Now, we call this function using `boot`, passing any arguments required: `boot` will resample the data, and pass the indices to the function, and evaluate the result. From the result, we can calculate the standard error or estimate of the bootstrap distribution:


```{r Boot-Example-Step-2-Call-Boot, eval = FALSE}
library(boot)

# Perform 10,000 bootstraps of data
n_boot_samples <- 10000

mrs_365d_auc_boot <-
  boot::boot(
    data = as.data.frame(sim_miii),
    statistic = wilcox_to_auc,
    R = n_boot_samples,
    formula = mrs_365d ~ arm
  )
```


```{r Load-Boot-Package, echo = FALSE}
library(boot)
```


Once the bootstrap procedure is complete, we can view and summarize the results.


```{r Boot-Example-Step-3-Use-Results, fig.height = 0.6*fig_w}
# Bootstrap Standard Error
sd(mrs_365d_auc_boot$t[,1])

# Bootstrap Variance (SE^2)
var(mrs_365d_auc_boot$t[,1])

# Produce a histogram and quantile-quantile plot
plot(mrs_365d_auc_boot)
```


Confidence intervals can be computed using `boot::boot.ci`:


```{r Boot-Example-Compute-CI, eval = FALSE}
mrs_365d_auc_boot_ci <-
  boot::boot.ci(
    boot.out = mrs_365d_auc_boot,
    conf = 0.95,
    type = "bca",
    index = 1
  )
```


The results can be printed out or extracted for use elsewhere:


```{r Boot-Example-Report-CI}
# boot.ci result
mrs_365d_auc_boot_ci

# Extract the lower/upper confidence limits
mrs_365d_auc_boot_ci_result <-
  tail(x = mrs_365d_auc_boot_ci$bca[1,], n = 2)

# Print out result
mrs_365d_auc_boot_ci_result
```


The most straightforward way to calculate a p-value using the bootstrap involves finding the smallest value of $\alpha$ at which the $100(1 - \alpha)\%$ confidence interval does not contain the null value, resulting in a rejection of the null hypothesis. While not implemented in `boot`, this can be done using a binary search algorithm for the values of $\alpha$ typically used in practice: $0.05 \ge \alpha \ge 0.0001$.

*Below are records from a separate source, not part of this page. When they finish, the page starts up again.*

PR #660, opened 2017-05-22
Added /release/requires/MODULE endpoint

mickeyn:
This new endpoint is meant to replace current Elasticsearch
query crafted in WEB and passed to the the /release/_search
endpoint.


mickeyn:
see: https://github.com/metacpan/metacpan-web/blob/master/lib/MetaCPAN/Web/Model/API/Module.pm#L84-L119

PR #665, opened 2017-05-28
Added Activity controller + /activity endpoint

mickeyn:
This new endpoint will replace the query currently generated and
sent from WEB.

### DIFF
--- a/lib/MetaCPAN/Document/Release.pm
+++ b/lib/MetaCPAN/Document/Release.pm
@@ -4,6 +4,7 @@ use strict;
 use warnings;
 
 use Moose;
+use DateTime qw();
 use Ref::Util qw();
 use ElasticSearchX::Model::Document;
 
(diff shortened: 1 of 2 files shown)


lib/MetaCPAN/Document/Release.pm
```diff
@@ -591,5 +592,77 @@ sub requires {
     };
 }
 
+sub _activity_filters {
+    my ( $self, $params, $start ) = @_;
+    my ( $author, $distribution, $module, $f )
```
oalders: Could we clarify what `$f` is?  It's not clear to me from the name or the context of the code.  :)

lib/MetaCPAN/Document/Release.pm
```diff
@@ -591,5 +592,77 @@ sub requires {
...
+        = @{$params}{qw( author distribution module f )};
+
+    my @filters
+        = ( { range => { date => { from => $start->epoch . '000' } } } );
```
oalders: Could we add a comment as to what the `000` suffix does?

lib/MetaCPAN/Document/Release.pm
mickeyn: this is from the original code in WEB, dating back to 2012, i'll rename to `$new_dists`

lib/MetaCPAN/Document/Release.pm
mickeyn: this is from the original code in WEB, dating back to 2011 - first commit to the activity controller... of course no explanation there :)

oalders: Heh, ok.  :)

PR #666, opened 2017-05-28
Improved /author/by_user endpoint

mickeyn:
In WEB use, the query runs against multiple user ids.

This change first fixes the query to support multi-value check
(term -> terms).

Added another support for this endpoint which takes the users'
ids through a 'user' URL param: 'user=USER_ID1&user=USER_ID2...'

If you don't see a need for the URL param support I can drop it (I found it useful for manual testing using curl but WEB will probably not need it).

### DIFF
--- a/lib/MetaCPAN/Server/Controller/Author.pm
+++ b/lib/MetaCPAN/Server/Controller/Author.pm
@@ -61,9 +61,20 @@ sub get : Path('') : Args(1) {
         ['The requested field(s) could not be found'] );
 }
 
+# /author/by_user/USER_ID
 sub by_user : Path('by_user') : Args(1) {
     my ( $self, $c, $user ) = @_;
     my $data = $self->model($c)->raw->by_user($user);
+    $data or return;
+    $c->stash($data);
+}
+
+# /author/by_user?user=USER_ID1&user=USER_ID2...
+sub by_users : Path('by_user') : Args(0) {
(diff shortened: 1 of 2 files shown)


lib/MetaCPAN/Server/Controller/Author.pm
```diff
@@ -61,9 +62,26 @@ sub get : Path('') : Args(1) {
...
+    $c->stash($data);
+}
+
+# GET:  /author/by_user?users=USER_ID1,USER_ID2...
+# POST: /author/by_user  {"users":["USER_ID1","USER_ID2"...]}
+sub by_users : Path('by_user') : Args(0) {
+    my ( $self, $c ) = @_;
+
+    # multiple user ids in 'users' param(s) (can be CSV)
+    my $users = $c->req->params->{users} // $c->req->body_data->{users};
```
oalders: How about just using `my @users = $c->req->param('users')` here?  That should cover both `GET` and `POST` and we'd be guaranteed to get a list, so no need to check `is_arrayref` below.

https://metacpan.org/pod/Catalyst::Request#$req->param

Also, I don't think we need the split since we could send `user=foo&user=bar&user=baz` to get the same result.

mickeyn:
@oalders is it good to be merged?

oalders:
Thanks @mickeyn!

PR #667, opened 2017-05-28
favorite: set by_user default to match WEB usage

mickeyn:
WEB is running this query with a fixed 1000 value... no point in setting the default to a different one.


mickeyn:
actually, there are 4 calls 2 with size=1000 and 2 using the default... so i'll leave it as is for now

oalders:
Sorry I missed this!

mickeyn:
it's good you did... i didn't want it merged eventually :)

PR #672, opened 2017-05-30
Fix type updates in distribution

mickeyn:
This PR is for 2 issues with scripts that both update 'distribution'

1. River is making destructive updates, deleting the external_package data.
2. External is not creating new records.


mickeyn:
@book you may want to review the changes to External.pm

book:
External.pm looks ok to me.

PR #2176, opened 2023-02-11
CA file support for OIDC auth

Didr:
The current OIDC auth flow (#2157) doesn't use `caCertFile` from the config.
This PR copies the result from `getCaTrustCerts` (https://github.com/arkime/arkime/blob/main/viewer/config.js#L199) into the OIDC auth flow and if defined, will use the provided CA to override the default CAs (Mozilla) used in nodejs.

Relevant section from the OIDC library: https://github.com/panva/node-openid-client/blob/main/docs/README.md#customizing-http-requests
Default behavior of "ca" option: https://nodejs.org/api/tls.html#tlscreatesecurecontextoptions

Yes.

Sadly, I couldn't get this to work. I've manually tested without any auth and with the OIDC auth. I've not tested the header auth.

## License


Didr:
I realize now that this'll break things if someone is using separate CAs for their OIDC and elastic/opensearch setup.

awick:
This seems fine, other than this is specific to viewer. Maybe should move this out of viewerUtils into ArkimeUtils?

Didr:
Still need to test cont3xt and WISE. I'll leave a message when that's done.

awick:
thanks!

PR #2182, opened 2023-02-15
Extract TTL from DNS A and AAAA answers

killerwhile:
Extract TTL from DNS A and AAAA answers.
Only A and AAAA answers are extracted here, because the way ips and hostnames are stored in the SPI today (in a hash, i.e. dedup'ed) makes hard the TTL storage to match the other DNS answers.
Heuristic is that IPs are unique in the DNS record answer, and ttl offsets matches ips offsets.

## License


killerwhile:
@awick I'm not fully convinced about the way I'm storing TTL for responses right now. Could you please chime in and provide your insights?
The main problem is that hosts and ips are de-dup'ed (via string_hash structures), and I don't see how to express the mapping between the response and the TTL.

capture/parsers/dns.c
```diff
@@ -614,6 +622,12 @@ void moloch_parser_init()
         MOLOCH_FIELD_TYPE_STR_HASH,  MOLOCH_FIELD_FLAG_CNT,
         (char *)NULL);
 
+     ttlField = moloch_field_define("dns", "integer",
+         "dns.ttl", "Query TTL", "dns.ttl",
```
awick, line 626: Is it the Query or Answer TTL?

killerwhile: Answer, thanks!

awick:
I would want to understand the use case. Currently with few exceptions (certs) we don't group multiple transactions inside of a single session which is what it seems like you want here. That would take some arkime design changes that we should talk about. We do parallel arrays in some places, but that would require the other fields to need to change.

awick:
closing for now, let me know when you wanna chat

killerwhile:
Yes sure! As you have heard, we're working on another DNS parser implementation which is superseding this MR. Thanks!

--------------------------------------------------------------------------------


## Addressing Multiplicity

For pivotal trials, it is often required to have an analysis plan that control the probability of rejecting at least one truly null hypothesis, also known as the familywise type I error rate (FWER). When there are more than one primary comparison of interest, due to having multiple pairwise treatment contrasts, endpoints, sequential analyses, or timepoints, a strategy must be used to control the FWER at a pre-specified level.

A later chapter is devoted to [Group Sequential Designs](#groupsequential), a methodology for doing pre-planned analyses that allow stopping a randomized trial early for success or futility. When all hypotheses are tested simultaneously, the [multcomp](https://cran.r-project.org/web/packages/multcomp/index.html) package allows for decisions and confidence intervals that appropriately control the FWER. When there is a specific ordering to how hypotheses are tested, the [gMCP](https://cran.r-project.org/web/packages/gMCP/index.html) package implements graphical methods for addressing multiple comparisons. We will focus mainly on controlling the FWER for one pairwise treatment comparison on a single endpoint, with one or more pre-planned analyses.